[Dataset entries]
____________

PR #827, opened 2023-01-09
fix: expand correctly subjectInfo

gpoujol:


shared/src/main/kotlin/com/egm/stellio/shared/util/JsonLdUtils.kt
```diff
@@ -568,7 +568,7 @@ object JsonLdUtils {
      */
     fun buildNonReifiedProperty(value: Any): List<Map<String, Any>> =
         listOf(
-            mapOf(JSONLD_ID to value)
+            mapOf(JSONLD_ID to value.toString())
```
bobeal, line 571: hmm, any reason?

search-service/src/main/kotlin/com/egm/stellio/search/util/JsonLdUtils.kt
```diff
@@ -0,0 +1,59 @@
...
+     *              {
+     *                  "@value": "username"
+     *              }
+     *         ]
+     *       }
+     *     ]
+     *   }
+     * ]
+     */
+    fun buildExpandedSubjectInfo(value: Map<String, String>): ExpandedAttributePayload =
```
bobeal, line 39: this will only work is subject is an user, and not if it is a client or a group. build something more generic.

also wondering if not better to keep it into `EntityAccessRights` (very specific to this use case)

search-service/src/main/kotlin/com/egm/stellio/search/service/EntityPayloadService.kt
```diff
@@ -10,6 +10,7 @@ import com.egm.stellio.search.util.*
 import com.egm.stellio.shared.model.*
 import com.egm.stellio.shared.util.*
 import com.egm.stellio.shared.util.AuthContextModel.SpecificAccessPolicy
+import com.egm.stellio.shared.util.JsonLdUtils
```
bobeal, line 13: ?

search-service/src/test/kotlin/com/egm/stellio/search/util/QueryUtilsTests.kt
```diff
@@ -5,6 +5,8 @@ import com.egm.stellio.search.model.AttributeInstance
 import com.egm.stellio.search.model.TemporalQuery
```
bobeal, line 5: no real modifications in this file.

search-service/src/test/kotlin/com/egm/stellio/search/web/EntityAccessControlHandlerTests.kt
```diff
@@ -697,9 +711,12 @@ class EntityAccessControlHandlerTests {
             jsonLdEntity[AUTH_PROP_SAP] = JsonLdUtils.buildExpandedProperty(specificAccessPolicy)
         }
         rCanReadUser?.run {
```
bobeal, line 713: this `createJsonLdEntity` is having a lot of JSON-LD manipulation and this is not good. Maybe rewrite it to:
- create an `EntityAccessRight` object
- call its `serializeProperties` function
- returns this result wrapped in a `JsonLdEntity`

shared/src/main/kotlin/com/egm/stellio/shared/util/JsonLdUtils.kt
gpoujol: When we compact entity @id wait for a string

bobeal: I know but it should happen automatically. Did you have an error somewhere?

gpoujol: Yes, I have an error here [when we serialize datasetId in subjectInfo](https://github.com/stellio-hub/stellio-context-broker/blob/4d01f5e1542f3b4c2655a29cb214a1a1102c1376/search-service/src/main/kotlin/com/egm/stellio/search/authorization/EntityAccessRights.kt#L39)

bobeal: please, elaborate on this:
- what was the exact error?
- when exactly did it happen?

(since this function is used similarly in other places, I need to understand the problem before deciding on a change)

search-service/src/main/kotlin/com/egm/stellio/search/authorization/EntityAccessRights.kt
```diff
@@ -68,3 +78,67 @@ data class EntityAccessRights(
...
+ *              {
+ *                  "@value": "username"
+ *              }
+ *         ]
+ *       }
+ *     ]
+ *   }
+ * ]
+ */
+fun buildExpandedSubjectInfo(value: Map<String, String>): ExpandedAttributePayload =
```
bobeal, line 109: these 2 functions could be private?

search-service/src/main/kotlin/com/egm/stellio/search/authorization/EntityAccessRights.kt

____________

Beginning at the top of the data, extract each line through the line containing "bobeal, line 713: this" and return those lines exactly, with nothing added.

PR #827, opened 2023-01-09
fix: expand correctly subjectInfo

gpoujol:


shared/src/main/kotlin/com/egm/stellio/shared/util/JsonLdUtils.kt
```diff
@@ -568,7 +568,7 @@ object JsonLdUtils {
      */
     fun buildNonReifiedProperty(value: Any): List<Map<String, Any>> =
         listOf(
-            mapOf(JSONLD_ID to value)
+            mapOf(JSONLD_ID to value.toString())
```
bobeal, line 571: hmm, any reason?

search-service/src/main/kotlin/com/egm/stellio/search/util/JsonLdUtils.kt
```diff
@@ -0,0 +1,59 @@
...
+     *              {
+     *                  "@value": "username"
+     *              }
+     *         ]
+     *       }
+     *     ]
+     *   }
+     * ]
+     */
+    fun buildExpandedSubjectInfo(value: Map<String, String>): ExpandedAttributePayload =
```
bobeal, line 39: this will only work is subject is an user, and not if it is a client or a group. build something more generic.

also wondering if not better to keep it into `EntityAccessRights` (very specific to this use case)

search-service/src/main/kotlin/com/egm/stellio/search/service/EntityPayloadService.kt
```diff
@@ -10,6 +10,7 @@ import com.egm.stellio.search.util.*
 import com.egm.stellio.shared.model.*
 import com.egm.stellio.shared.util.*
 import com.egm.stellio.shared.util.AuthContextModel.SpecificAccessPolicy
+import com.egm.stellio.shared.util.JsonLdUtils
```
bobeal, line 13: ?

search-service/src/test/kotlin/com/egm/stellio/search/util/QueryUtilsTests.kt
```diff
@@ -5,6 +5,8 @@ import com.egm.stellio.search.model.AttributeInstance
 import com.egm.stellio.search.model.TemporalQuery
```
bobeal, line 5: no real modifications in this file.

search-service/src/test/kotlin/com/egm/stellio/search/web/EntityAccessControlHandlerTests.kt
```diff
@@ -697,9 +711,12 @@ class EntityAccessControlHandlerTests {
             jsonLdEntity[AUTH_PROP_SAP] = JsonLdUtils.buildExpandedProperty(specificAccessPolicy)
         }
         rCanReadUser?.run {
```
bobeal, line 713: this `createJsonLdEntity` is having a lot of JSON-LD manipulation and this is not good. Maybe rewrite it to:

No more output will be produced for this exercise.